[Dataset entries]
■ ■ ■ ■
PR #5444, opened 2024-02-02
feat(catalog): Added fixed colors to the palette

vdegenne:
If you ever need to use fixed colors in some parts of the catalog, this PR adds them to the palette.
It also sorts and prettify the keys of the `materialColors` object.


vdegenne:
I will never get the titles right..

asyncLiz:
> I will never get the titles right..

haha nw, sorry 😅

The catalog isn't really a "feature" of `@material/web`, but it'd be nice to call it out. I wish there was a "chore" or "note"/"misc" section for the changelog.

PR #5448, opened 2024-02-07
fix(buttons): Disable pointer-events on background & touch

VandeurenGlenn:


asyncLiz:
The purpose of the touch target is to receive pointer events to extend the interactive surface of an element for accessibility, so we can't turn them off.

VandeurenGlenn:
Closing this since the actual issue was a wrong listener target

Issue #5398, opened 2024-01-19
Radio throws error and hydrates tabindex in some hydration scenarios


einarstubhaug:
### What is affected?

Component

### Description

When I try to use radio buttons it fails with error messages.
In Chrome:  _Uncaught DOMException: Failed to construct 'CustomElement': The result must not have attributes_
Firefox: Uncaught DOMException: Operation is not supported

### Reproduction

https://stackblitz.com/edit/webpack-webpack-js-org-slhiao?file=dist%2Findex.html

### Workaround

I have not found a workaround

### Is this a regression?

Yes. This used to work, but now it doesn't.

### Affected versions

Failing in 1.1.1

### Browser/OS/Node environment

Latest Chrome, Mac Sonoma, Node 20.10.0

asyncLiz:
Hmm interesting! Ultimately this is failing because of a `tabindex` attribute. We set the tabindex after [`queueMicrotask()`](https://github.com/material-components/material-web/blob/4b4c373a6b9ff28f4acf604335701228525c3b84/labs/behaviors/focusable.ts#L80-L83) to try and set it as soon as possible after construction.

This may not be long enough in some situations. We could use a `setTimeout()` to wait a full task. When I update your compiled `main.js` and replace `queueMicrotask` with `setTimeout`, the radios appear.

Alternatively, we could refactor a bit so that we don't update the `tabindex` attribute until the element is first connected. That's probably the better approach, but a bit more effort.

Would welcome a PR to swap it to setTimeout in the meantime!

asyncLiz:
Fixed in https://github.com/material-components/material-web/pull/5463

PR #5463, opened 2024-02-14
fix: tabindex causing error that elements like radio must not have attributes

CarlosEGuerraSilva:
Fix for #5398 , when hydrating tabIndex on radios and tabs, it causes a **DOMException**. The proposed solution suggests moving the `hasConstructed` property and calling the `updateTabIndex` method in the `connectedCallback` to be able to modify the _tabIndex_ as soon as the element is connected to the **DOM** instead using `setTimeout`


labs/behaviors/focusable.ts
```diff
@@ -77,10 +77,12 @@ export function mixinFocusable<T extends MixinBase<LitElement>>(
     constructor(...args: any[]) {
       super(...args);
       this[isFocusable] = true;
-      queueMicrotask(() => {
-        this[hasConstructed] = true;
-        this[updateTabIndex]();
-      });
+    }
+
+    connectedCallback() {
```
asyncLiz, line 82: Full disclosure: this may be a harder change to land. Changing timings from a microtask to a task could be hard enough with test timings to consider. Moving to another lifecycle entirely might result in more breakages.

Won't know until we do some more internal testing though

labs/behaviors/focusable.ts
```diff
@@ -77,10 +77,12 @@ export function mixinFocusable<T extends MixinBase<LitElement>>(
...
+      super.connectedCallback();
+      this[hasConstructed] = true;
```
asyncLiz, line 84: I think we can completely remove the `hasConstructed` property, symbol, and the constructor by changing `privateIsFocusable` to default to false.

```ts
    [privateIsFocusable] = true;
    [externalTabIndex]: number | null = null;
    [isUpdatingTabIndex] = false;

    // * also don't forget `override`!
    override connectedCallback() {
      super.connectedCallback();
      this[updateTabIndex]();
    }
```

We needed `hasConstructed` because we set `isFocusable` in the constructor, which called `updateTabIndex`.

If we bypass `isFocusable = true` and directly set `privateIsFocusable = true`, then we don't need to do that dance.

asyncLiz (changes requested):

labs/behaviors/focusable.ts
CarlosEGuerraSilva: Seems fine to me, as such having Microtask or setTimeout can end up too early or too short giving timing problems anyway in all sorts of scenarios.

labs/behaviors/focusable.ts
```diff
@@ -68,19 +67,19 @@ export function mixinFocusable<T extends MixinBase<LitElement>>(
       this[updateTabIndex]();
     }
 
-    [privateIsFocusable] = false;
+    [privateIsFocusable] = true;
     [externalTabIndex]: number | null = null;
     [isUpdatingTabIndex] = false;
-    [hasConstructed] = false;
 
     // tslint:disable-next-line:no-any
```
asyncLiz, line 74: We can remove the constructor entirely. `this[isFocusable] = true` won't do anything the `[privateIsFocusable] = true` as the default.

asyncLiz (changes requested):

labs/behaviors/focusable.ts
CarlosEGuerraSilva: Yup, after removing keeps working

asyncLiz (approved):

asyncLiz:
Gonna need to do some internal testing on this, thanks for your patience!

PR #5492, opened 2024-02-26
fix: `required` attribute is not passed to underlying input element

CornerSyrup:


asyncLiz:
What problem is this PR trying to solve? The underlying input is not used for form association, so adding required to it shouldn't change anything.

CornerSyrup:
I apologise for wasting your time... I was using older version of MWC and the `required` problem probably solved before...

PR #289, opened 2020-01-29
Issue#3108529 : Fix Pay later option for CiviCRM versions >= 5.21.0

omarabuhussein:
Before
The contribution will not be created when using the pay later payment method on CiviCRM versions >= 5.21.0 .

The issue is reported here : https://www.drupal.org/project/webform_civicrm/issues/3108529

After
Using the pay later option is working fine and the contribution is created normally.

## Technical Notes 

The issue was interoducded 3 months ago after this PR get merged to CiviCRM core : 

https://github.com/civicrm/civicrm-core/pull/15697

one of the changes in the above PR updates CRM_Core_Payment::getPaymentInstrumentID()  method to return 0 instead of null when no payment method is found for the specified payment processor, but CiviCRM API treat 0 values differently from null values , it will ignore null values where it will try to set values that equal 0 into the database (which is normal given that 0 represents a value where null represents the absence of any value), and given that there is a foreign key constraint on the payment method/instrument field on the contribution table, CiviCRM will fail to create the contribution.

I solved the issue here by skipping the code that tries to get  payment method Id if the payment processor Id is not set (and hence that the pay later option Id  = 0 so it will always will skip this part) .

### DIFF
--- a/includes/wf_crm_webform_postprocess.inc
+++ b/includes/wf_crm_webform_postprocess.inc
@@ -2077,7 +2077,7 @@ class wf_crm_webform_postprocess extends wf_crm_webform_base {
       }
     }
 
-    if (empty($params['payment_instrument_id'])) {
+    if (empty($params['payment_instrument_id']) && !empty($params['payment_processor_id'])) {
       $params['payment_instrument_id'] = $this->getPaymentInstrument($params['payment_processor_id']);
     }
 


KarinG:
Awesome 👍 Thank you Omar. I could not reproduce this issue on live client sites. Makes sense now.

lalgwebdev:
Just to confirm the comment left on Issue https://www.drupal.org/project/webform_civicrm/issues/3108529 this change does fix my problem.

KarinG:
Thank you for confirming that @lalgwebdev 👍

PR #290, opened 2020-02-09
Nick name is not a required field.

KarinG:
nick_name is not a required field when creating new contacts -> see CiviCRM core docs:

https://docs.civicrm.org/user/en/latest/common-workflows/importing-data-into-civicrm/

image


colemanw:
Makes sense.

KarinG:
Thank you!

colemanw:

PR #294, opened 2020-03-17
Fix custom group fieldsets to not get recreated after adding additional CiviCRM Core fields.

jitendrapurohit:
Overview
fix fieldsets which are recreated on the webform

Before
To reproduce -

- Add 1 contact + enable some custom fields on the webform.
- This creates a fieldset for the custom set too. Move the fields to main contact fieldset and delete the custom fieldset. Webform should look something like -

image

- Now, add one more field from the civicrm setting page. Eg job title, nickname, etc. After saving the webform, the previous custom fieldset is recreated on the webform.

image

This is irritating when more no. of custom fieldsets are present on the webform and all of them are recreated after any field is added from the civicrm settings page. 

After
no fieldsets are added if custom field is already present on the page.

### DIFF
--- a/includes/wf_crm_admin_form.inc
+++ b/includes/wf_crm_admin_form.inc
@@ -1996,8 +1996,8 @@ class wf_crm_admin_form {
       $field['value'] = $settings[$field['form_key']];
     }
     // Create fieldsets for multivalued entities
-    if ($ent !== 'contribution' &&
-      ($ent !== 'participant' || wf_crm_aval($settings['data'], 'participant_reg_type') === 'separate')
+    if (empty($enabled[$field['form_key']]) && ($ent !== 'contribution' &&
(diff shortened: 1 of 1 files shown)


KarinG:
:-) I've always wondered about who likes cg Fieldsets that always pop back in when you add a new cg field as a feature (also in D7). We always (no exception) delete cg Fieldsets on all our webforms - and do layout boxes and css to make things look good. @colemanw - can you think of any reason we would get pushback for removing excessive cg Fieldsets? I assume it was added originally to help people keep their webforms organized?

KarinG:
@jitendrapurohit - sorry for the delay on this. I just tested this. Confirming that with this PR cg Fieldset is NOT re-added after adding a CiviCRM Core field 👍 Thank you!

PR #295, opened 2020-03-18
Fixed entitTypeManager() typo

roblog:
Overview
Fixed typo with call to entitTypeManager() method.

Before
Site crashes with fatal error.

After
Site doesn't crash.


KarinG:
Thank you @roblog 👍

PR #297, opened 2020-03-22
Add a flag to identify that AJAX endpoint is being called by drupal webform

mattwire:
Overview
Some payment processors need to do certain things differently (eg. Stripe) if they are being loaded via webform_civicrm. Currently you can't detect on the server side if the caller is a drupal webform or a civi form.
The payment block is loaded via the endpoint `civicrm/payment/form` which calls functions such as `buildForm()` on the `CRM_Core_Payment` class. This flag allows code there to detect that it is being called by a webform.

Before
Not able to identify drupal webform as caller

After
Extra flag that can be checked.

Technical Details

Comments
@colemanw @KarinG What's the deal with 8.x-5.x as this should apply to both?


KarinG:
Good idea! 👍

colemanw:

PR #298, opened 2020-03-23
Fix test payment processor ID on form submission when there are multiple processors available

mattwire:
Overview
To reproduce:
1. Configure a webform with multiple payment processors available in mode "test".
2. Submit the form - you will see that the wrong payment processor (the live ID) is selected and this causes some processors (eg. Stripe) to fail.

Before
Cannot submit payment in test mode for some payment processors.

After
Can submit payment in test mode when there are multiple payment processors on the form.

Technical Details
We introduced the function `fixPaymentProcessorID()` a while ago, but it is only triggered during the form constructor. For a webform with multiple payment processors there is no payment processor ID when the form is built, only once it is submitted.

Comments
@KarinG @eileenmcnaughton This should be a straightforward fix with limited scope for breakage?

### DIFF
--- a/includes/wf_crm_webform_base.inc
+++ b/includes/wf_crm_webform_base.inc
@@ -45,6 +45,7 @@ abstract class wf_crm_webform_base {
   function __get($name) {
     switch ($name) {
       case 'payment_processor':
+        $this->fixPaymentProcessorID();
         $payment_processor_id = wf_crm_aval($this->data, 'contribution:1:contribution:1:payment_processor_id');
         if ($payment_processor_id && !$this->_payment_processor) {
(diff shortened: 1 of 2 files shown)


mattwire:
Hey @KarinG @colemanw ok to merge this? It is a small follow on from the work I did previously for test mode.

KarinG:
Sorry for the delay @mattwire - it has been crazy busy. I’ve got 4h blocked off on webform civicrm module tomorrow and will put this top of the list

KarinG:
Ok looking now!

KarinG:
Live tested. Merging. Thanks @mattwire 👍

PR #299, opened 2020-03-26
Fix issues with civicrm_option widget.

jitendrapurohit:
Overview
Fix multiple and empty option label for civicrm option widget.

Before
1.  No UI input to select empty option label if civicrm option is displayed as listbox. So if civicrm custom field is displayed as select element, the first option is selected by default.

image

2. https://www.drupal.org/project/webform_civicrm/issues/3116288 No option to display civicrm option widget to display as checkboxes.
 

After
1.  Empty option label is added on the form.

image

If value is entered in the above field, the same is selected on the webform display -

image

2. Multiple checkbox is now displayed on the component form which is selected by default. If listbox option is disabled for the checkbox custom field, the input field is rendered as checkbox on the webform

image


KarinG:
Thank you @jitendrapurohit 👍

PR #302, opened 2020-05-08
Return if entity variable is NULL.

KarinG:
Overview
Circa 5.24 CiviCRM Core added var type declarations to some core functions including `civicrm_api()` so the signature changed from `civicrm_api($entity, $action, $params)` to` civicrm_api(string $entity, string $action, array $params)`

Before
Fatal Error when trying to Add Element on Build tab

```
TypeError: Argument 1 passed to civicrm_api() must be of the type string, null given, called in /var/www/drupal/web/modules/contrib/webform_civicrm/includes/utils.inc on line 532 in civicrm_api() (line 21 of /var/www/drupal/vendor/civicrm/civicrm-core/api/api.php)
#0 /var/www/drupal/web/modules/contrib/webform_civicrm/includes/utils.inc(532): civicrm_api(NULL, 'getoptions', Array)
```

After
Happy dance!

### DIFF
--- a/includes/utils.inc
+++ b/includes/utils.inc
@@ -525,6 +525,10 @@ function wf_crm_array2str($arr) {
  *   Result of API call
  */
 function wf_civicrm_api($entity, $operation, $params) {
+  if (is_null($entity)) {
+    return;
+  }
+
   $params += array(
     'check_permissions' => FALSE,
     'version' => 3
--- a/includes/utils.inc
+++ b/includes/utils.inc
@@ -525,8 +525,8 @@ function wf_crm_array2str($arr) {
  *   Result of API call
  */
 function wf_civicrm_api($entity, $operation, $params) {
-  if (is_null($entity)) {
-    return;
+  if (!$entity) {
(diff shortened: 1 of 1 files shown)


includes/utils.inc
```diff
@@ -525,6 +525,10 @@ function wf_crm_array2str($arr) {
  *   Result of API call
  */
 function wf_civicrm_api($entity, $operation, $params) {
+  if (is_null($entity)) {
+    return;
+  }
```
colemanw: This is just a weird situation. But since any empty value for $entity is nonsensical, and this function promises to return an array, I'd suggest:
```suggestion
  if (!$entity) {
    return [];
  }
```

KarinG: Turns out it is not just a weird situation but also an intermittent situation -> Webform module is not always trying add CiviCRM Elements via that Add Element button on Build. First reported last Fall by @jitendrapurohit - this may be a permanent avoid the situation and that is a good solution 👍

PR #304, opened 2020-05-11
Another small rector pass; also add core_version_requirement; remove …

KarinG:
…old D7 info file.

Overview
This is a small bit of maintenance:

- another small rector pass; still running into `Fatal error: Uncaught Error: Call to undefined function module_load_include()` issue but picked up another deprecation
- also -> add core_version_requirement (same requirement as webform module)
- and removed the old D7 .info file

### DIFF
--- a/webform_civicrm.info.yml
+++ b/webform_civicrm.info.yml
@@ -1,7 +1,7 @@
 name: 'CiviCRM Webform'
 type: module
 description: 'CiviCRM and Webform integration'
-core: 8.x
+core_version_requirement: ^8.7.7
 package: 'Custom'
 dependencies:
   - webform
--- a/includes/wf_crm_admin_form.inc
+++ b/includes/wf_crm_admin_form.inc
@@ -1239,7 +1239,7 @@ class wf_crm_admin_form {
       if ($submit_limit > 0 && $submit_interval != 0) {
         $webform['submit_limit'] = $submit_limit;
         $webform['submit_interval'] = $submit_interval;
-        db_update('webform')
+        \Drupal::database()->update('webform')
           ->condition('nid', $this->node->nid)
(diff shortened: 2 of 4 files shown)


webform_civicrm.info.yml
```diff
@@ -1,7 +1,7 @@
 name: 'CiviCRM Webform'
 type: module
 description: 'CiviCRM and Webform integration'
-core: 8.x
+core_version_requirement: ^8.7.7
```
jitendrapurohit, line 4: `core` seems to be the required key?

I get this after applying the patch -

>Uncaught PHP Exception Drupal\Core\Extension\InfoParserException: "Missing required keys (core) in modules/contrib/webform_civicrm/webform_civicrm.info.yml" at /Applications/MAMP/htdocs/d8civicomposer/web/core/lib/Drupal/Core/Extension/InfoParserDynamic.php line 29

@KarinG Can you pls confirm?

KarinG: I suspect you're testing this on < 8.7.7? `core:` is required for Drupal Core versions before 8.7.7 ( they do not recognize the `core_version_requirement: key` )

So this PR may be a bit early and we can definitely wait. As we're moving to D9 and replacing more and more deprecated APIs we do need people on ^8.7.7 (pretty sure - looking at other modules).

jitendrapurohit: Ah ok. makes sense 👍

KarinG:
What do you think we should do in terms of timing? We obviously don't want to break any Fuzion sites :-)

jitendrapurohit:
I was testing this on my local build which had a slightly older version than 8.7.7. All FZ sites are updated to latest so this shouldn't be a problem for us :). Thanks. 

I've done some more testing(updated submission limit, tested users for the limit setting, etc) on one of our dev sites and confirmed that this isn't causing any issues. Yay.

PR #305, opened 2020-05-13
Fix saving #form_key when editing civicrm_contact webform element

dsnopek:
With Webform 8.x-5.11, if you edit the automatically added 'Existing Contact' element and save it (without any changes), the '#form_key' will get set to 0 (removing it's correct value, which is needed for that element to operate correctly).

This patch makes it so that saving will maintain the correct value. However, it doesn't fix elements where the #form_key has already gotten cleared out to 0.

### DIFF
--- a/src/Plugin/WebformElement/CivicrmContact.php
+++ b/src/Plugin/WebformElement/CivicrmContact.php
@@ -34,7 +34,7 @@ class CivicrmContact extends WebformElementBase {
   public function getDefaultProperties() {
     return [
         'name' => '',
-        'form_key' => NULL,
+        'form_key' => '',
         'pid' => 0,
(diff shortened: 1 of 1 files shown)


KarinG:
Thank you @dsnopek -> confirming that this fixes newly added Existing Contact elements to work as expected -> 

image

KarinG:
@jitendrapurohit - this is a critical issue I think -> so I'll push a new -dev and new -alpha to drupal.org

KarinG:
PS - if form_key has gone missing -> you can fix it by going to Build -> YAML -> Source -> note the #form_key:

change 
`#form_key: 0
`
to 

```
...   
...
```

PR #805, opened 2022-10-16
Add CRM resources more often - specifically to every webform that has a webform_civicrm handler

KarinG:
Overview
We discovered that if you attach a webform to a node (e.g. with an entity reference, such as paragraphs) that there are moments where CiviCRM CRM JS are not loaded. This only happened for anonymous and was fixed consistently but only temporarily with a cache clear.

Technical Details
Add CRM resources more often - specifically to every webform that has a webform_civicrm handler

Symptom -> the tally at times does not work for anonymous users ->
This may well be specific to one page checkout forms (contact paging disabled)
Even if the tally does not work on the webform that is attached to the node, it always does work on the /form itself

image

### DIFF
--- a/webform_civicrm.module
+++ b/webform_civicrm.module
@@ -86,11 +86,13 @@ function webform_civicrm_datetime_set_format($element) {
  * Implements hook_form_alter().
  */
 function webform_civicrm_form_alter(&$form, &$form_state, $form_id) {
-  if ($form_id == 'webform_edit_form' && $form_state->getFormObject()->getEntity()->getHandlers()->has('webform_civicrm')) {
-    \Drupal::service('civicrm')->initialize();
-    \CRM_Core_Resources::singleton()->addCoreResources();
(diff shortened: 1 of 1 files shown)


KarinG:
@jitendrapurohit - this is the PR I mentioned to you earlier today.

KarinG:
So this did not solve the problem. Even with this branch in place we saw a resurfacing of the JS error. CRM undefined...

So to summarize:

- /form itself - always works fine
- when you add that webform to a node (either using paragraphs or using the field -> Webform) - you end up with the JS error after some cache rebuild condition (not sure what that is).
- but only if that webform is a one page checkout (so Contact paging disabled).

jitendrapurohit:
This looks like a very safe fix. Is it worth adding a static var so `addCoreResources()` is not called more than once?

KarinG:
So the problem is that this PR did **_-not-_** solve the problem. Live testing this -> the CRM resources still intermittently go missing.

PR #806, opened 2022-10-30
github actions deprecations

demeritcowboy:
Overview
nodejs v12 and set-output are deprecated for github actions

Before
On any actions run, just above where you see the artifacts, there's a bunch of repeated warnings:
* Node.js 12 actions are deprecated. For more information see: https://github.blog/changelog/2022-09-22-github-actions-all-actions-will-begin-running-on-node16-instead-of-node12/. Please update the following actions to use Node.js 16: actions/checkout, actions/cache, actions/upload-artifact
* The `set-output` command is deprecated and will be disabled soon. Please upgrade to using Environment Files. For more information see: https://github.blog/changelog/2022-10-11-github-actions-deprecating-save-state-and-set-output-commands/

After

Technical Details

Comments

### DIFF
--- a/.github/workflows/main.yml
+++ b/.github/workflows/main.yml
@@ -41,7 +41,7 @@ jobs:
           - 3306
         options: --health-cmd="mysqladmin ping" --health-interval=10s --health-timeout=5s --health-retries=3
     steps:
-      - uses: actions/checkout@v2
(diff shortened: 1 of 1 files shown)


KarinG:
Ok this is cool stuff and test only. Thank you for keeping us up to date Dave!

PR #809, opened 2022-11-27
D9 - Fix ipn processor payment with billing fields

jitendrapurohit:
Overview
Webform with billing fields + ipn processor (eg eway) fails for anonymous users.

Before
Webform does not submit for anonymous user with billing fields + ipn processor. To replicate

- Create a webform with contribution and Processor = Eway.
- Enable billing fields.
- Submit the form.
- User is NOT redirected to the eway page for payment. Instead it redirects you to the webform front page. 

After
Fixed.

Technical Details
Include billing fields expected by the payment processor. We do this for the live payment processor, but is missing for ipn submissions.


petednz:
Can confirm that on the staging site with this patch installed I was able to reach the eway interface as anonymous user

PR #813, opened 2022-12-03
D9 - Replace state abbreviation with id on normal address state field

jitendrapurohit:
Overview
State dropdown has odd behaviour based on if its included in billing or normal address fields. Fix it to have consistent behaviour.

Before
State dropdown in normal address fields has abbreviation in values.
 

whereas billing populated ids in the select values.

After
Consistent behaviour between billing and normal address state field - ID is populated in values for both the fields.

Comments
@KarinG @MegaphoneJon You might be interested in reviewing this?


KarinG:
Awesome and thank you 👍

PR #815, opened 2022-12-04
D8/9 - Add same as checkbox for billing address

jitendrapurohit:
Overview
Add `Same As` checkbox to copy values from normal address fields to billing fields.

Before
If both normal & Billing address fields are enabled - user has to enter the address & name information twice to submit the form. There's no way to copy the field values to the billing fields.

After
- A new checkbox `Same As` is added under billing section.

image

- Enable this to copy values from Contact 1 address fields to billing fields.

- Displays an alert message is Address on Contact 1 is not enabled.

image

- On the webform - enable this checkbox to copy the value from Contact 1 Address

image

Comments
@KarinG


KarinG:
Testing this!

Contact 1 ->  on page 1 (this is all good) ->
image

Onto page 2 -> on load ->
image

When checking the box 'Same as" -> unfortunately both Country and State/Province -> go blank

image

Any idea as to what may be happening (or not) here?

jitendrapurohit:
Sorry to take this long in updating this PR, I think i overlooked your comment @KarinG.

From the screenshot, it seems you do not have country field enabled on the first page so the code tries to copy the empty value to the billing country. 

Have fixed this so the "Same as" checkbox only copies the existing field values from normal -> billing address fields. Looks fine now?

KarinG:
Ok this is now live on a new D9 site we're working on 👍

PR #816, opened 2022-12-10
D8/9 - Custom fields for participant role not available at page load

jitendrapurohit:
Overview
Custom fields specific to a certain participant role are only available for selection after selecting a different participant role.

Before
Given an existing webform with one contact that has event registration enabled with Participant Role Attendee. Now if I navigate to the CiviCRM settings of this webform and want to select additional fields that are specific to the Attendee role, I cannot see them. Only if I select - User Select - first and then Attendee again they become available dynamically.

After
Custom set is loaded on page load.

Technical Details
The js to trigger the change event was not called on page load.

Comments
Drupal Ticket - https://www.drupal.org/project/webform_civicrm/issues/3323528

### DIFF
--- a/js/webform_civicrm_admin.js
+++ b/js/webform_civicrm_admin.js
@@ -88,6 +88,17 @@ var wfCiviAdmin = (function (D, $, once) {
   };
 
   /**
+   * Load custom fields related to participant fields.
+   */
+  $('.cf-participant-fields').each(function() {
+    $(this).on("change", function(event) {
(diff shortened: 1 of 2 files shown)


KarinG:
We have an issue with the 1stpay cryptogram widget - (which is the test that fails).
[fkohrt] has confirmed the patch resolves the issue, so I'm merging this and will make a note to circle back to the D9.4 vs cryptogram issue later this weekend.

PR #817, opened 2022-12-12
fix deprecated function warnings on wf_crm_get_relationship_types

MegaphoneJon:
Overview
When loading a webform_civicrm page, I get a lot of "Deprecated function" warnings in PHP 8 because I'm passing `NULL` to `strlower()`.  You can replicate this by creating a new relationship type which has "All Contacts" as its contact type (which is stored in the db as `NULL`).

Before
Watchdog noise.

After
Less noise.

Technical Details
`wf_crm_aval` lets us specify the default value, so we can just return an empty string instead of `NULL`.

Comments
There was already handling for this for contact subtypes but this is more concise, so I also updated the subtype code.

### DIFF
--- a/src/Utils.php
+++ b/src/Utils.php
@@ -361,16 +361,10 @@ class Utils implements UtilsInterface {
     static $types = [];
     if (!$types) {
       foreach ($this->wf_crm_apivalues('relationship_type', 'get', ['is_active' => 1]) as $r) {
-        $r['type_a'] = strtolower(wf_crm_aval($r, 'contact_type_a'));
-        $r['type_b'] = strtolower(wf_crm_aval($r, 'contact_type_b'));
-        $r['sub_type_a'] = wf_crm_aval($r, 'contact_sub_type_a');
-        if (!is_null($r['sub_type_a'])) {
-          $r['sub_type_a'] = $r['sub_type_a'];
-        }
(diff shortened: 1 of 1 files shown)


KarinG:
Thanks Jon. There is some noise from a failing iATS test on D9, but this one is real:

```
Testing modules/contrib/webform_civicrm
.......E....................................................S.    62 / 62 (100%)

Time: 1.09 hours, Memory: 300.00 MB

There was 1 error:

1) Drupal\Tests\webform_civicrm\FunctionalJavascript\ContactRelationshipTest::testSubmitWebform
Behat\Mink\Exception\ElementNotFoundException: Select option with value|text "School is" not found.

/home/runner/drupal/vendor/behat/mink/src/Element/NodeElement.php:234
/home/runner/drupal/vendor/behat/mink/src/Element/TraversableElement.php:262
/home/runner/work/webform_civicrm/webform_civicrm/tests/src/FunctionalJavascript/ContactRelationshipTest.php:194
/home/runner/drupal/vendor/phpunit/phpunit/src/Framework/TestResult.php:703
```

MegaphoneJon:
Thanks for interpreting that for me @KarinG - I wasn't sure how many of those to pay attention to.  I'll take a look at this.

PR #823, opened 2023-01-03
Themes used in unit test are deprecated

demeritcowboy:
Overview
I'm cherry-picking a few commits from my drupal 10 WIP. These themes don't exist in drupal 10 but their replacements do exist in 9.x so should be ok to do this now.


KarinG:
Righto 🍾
■ ■ ■ ■
**YOUR OBJECTIVE:** Transcribe only, please, the lines from the first line of the records through the line with "### Description". Both of those lines are included.

**RESPONSE TO THE TASK:**
PR #5444, opened 2024-02-02
feat(catalog): Added fixed colors to the palette

vdegenne:
If you ever need to use fixed colors in some parts of the catalog, this PR adds them to the palette.
It also sorts and prettify the keys of the `materialColors` object.


vdegenne:
I will never get the titles right..

asyncLiz:
> I will never get the titles right..

haha nw, sorry 😅

The catalog isn't really a "feature" of `@material/web`, but it'd be nice to call it out. I wish there was a "chore" or "note"/"misc" section for the changelog.

PR #5448, opened 2024-02-07
fix(buttons): Disable pointer-events on background & touch

VandeurenGlenn:


asyncLiz:
The purpose of the touch target is to receive pointer events to extend the interactive surface of an element for accessibility, so we can't turn them off.

VandeurenGlenn:
Closing this since the actual issue was a wrong listener target

Issue #5398, opened 2024-01-19
Radio throws error and hydrates tabindex in some hydration scenarios


einarstubhaug:
### What is affected?

Component

### Description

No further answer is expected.